PR #406, opened 2023-05-22
Mapping of additional methods for SpatialRef.

tombieli:
---

Hello,
I wrote additional methods for `SpatialRef` to access some properties from `OGRSpatialReference`.
I needed those properties in project which I'm prototyping :) .
Of course I've added also relevant tests.

Best Regards,
Tomasz Bieliński


metasim:
@tombieli Thanks for the PR! Would you be willing to document the methods you added?

Here are some examples of what we're looking for:

https://github.com/georust/gdal/blob/master/src/vector/ops/transformations.rs

tombieli:
> @tombieli Thanks for the PR! Would you be willing to document the methods you added?
> 
> Here are some examples of what we're looking for:
> 
> https://github.com/georust/gdal/blob/master/src/vector/ops/transformations.rs
@metasim:
Yes. A commit is in the branch.
Best Regards

src/spatial_ref/srs.rs
```diff
@@ -451,6 +451,120 @@ impl SpatialRef {
             None
         }
     }
+
+    /// Get spheroid semi major axis. It returns [`Err`] variant in case of non [`OGRERR_NONE`](https://gdal.org/api/vector_c_api.html#c.OGRERR_NONE) error result from orginal method.
```
metasim, line 455: Adding a blank line between the summary and details helps the rustdoc render more cleanly.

********************

__YOUR GOAL__
What you return must match the listing exactly, line for line.

__THE ANSWER__
PR #406, opened 2023-05-22
Mapping of additional methods for SpatialRef.

tombieli:
---

Hello,
I wrote additional methods for `SpatialRef` to access some properties from `OGRSpatialReference`.
I needed those properties in project which I'm prototyping :) .
Of course I've added also relevant tests.

Best Regards,
Tomasz Bieliński


metasim:
@tombieli Thanks for the PR! Would you be willing to document the methods you added?

Here are some examples of what we're looking for:

https://github.com/georust/gdal/blob/master/src/vector/ops/transformations.rs

tombieli:
> @tombieli Thanks for the PR! Would you be willing to document the methods you added?
> 
> Here are some examples of what we're looking for:
> 
> https://github.com/georust/gdal/blob/master/src/vector/ops/transformations.rs
@metasim:
Yes. A commit is in the branch.
Best Regards

src/spatial_ref/srs.rs
```diff
@@ -451,6 +451,120 @@ impl SpatialRef {
             None
         }
     }
+
+    /// Get spheroid semi major axis. It returns [`Err`] variant in case of non [`OGRERR_NONE`](https://gdal.org/api/vector_c_api.html#c.OGRERR_NONE) error result from orginal method.
```
metasim, line 455: Adding a blank line between the summary and details helps the rustdoc render more cleanly.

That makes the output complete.